Memory Search
OpenClaw agents wake up fresh each session with no memory of prior work. The memory search system bridges this gap — semantic search over workspace files using local embeddings combined with full-text search, enabling agents to recall prior decisions, lessons, and context.
Getting memory search right means the difference between an agent that repeats mistakes and one that learns from them.
Architecture
Hybrid query pipeline
Memory search uses a two-signal hybrid approach:
- Vector search — local embeddings (e.g., Ollama with
nomic-embed-text) produce semantic similarity scores - Full-text search (FTS) — SQLite FTS provides keyword matching for exact terms the embedding might miss
Results are blended with configurable weighting (e.g., 70% vector + 30% text), then re-ranked using MMR (Maximal Marginal Relevance) to reduce redundancy.
Temporal decay
A configurable half-life (e.g., 30 days) ensures recent context ranks higher than semantically similar but stale entries. Without temporal decay, a lesson from 3 months ago can outrank a relevant decision from yesterday.
Configuration
{
"agents": {
"defaults": {
"memorySearch": {
"embeddings": {
"provider": "ollama",
"model": "nomic-embed-text",
"endpoint": "http://127.0.0.1:11434"
},
"hybrid": {
"vectorWeight": 0.7,
"textWeight": 0.3,
"mmrLambda": 0.7,
"temporalDecayHalfLifeDays": 30
},
"fallback": "none"
}
}
}
}Key Design Points
Local embeddings eliminate API cost and latency
Running embeddings locally (Ollama, llama.cpp) means:
- Zero API cost per query — memory search is free at any volume
- No rate limits — agents can search memory as often as needed
- No network dependency — works offline, on air-gapped setups
- Privacy — memory content never leaves the machine
Silent failure mode is dangerous
With fallback: "none", if the embedding service is down, memory_search returns empty results with no error. The agent proceeds as if there's no relevant memory — silently losing access to prior context.
Mitigation options:
- Health check at session start (query a known term, verify non-empty results)
- Set
fallback: "fts"to fall back to text-only search when embeddings are unavailable - Monitor the embedding service uptime independently
Memory maintenance matters
The quality of memory search depends entirely on the quality of what's stored:
- Daily notes are raw logs; MEMORY.md is curated wisdom. Periodic review and distillation prevents noise from drowning signal.
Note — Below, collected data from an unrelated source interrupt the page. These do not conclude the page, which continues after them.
PR #1182, opened 2023-09-11
[iOS] Fix the tab title for Floor Map

woxtu:
## Issue
- close N/A

## Overview (Required)
- This PR makes space to fix the tab title for Floor Map

## Links
- 

Before | After
:--: | :--:
 | 

## Movie (Optional)
Before | After
:--: | :--:


ry-itto (approved):
LGTM!

PR #1193, opened 2023-09-12
[iOS] Localize bookmarks

woxtu:
## Issue
- close N/A

## Overview (Required)
- This PR localizes Bookmarks

## Links
- 

Before | After
:--: | :--:
|| <br>(Japanese)
|| <br>(English)

## Movie (Optional)
Before | After
:--: | :--:


app-ios/Modules/Sources/Timetable/Bookmark/BookmarkView.swift
```diff
@@ -48,6 +48,7 @@ struct BookmarkView<SessionView: View>: View {
                             )
                         }
                     }
+                    .padding(.horizontal, 16)
```
tkhs0604, line 51: 👍

tkhs0604 (approved):
Thank you as always! LGTM 🙌

PR #1196, opened 2023-09-12
:memo: As last year, we replaced the URL with the store's URL.

Corvus400:
## Issue
- None.

## Overview (Required)
- Since the app is already available in the store, we have replaced it with a link to the store as we did last year.

## Links
- https://github.com/DroidKaigi/conference-app-2022#android


Corvus400:
Oops...it was already addressed, so I'll close it. 🙇

PR #1197, opened 2023-09-12
[iOS] :wrench: Nothing is displayed when side event images cannot be loaded.

Corvus400:
## Issue
- None.

## Overview (Required)
- Figma also does not seem to display anything when an image does not exist, so we changed the appearance of the image when it could not be loaded accordingly.

## Links
- https://www.figma.com/file/MbElhCEnjqnuodmvwabh9K/DroidKaigi-2023-App-UI?type=design&node-id=56145-69943&mode=dev

Before | After
:--: | :--:
 |


ry-itto (approved):
LGTM! Thanks!

PR #1198, opened 2023-09-12
[iOS] delete duplicate session

sohichiro:
## Issue
- nothing

## Overview (Required)
- In my environment, there was duplicated content on the search screen, so I have implemented this so that there is no duplicated content.

## Links
- 
## Movie (Optional)
Before | After
:--: | :--:
<video src="https://github.com/DroidKaigi/conference-app-2023/assets/6025572/46740aca-4a01-4a67-9550-f91968ef17ed" width="300" > | <video src="https://github.com/DroidKaigi/conference-app-2023/assets/6025572/87f98a02-9873-4016-80ae-8e57d2f9ef4d" width="300" >


ry-itto (approved):
LGTM!

PR #1202, opened 2023-09-12
[iOS] :wrench: Remove duplicate elements from the language selection on the search screen.

Corvus400:
## Issue
- None.(Maybe)

## Overview (Required)
- When trying to filter supported languages on the search screen, duplicate languages were being displayed, so we have made them non-duplicate.
- The duplicate languages were those with isInterpretationTarget true and false, respectively.
- I am not sure if this response is correct.
- Would it be better to modify it to clearly state that it is a Japanese/English session that supports simultaneous translation?

## Movie (Optional)
Before | After
:--: | :--:
<video src="https://github.com/DroidKaigi/conference-app-2023/assets/13657682/da2ae5e5-8be5-438d-b80e-6e70a08bfac2" width="300" > | <video src="https://github.com/DroidKaigi/conference-app-2023/assets/13657682/976c8edf-5eab-4913-93b9-39db7ed060e7" width="300" >


ry-itto (approved):
Good catch! Thanks 🙏🏼

PR #1213, opened 2023-09-14
give suitable margins for the timetable grid

urotarou:
## Issue
- none

## Overview (Required)
- The padding given by Scaffold was not applied to the bottom of the timetable grid, and the bottom of the last session was missing.
- Timetable We thought that applying padding to the end of the grid would result in extra padding, so we thought it would be appropriate to give padding only to the bottom and start.

## Links
- none

Before | After
:--: | :--:
 | 

## Movie (Optional)
- none


takahirom (approved):
I think this is what we need! Thanks

PR #1214, opened 2023-09-14
changed bottom navigation return behavior

urotarou:
## Issue
- none

## Overview (Required)
- Pop up to the start destination of the graph to avoid building up a large stack of destinations on the back stack as users select items.
- Sorry if the current behavior is the expected specification.

## Links
- https://developer.android.com/jetpack/compose/navigation?hl=ja#bottom-nav

- none

## Movie (Optional)
Before | After
:--: | :--:
<video src="https://github.com/DroidKaigi/conference-app-2023/assets/8335257/2126ded0-c71f-464d-b532-8364a4752741" width="300" > | <video src="https://github.com/DroidKaigi/conference-app-2023/assets/8335257/76fb25d4-4c67-4a7b-8ab6-3fe320d44ce6" width="300" >


takahirom (approved):
Looks great!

- Stale entries pollute the vector space. An outdated decision or deprecated pattern that's still in memory files will surface as a relevant match, potentially misleading the agent.
- Structured tags (e.g.,
[governance],[defi],[ops]) in daily notes enable scoped recall alongside vector search. - Pruning cadence: review memory files every few days during heartbeats. Remove outdated entries, promote durable lessons to MEMORY.md.
Embedding Model Selection
| Model | Size | Quality | Speed | Notes |
|---|---|---|---|---|
nomic-embed-text | 137M | Good general-purpose | Fast | Recommended starting point |
mxbai-embed-large | 335M | Higher quality | Moderate | Better semantic matching, more RAM |
snowflake-arctic-embed | 110M | Good | Fast | Strong on technical content |
Choose based on available hardware and recall quality requirements. For most setups, nomic-embed-text provides the best balance of quality, speed, and resource usage.
Status
Running in production. Hybrid query with Ollama embeddings is the current setup. Embedding model comparison and recall quality benchmarking need documentation.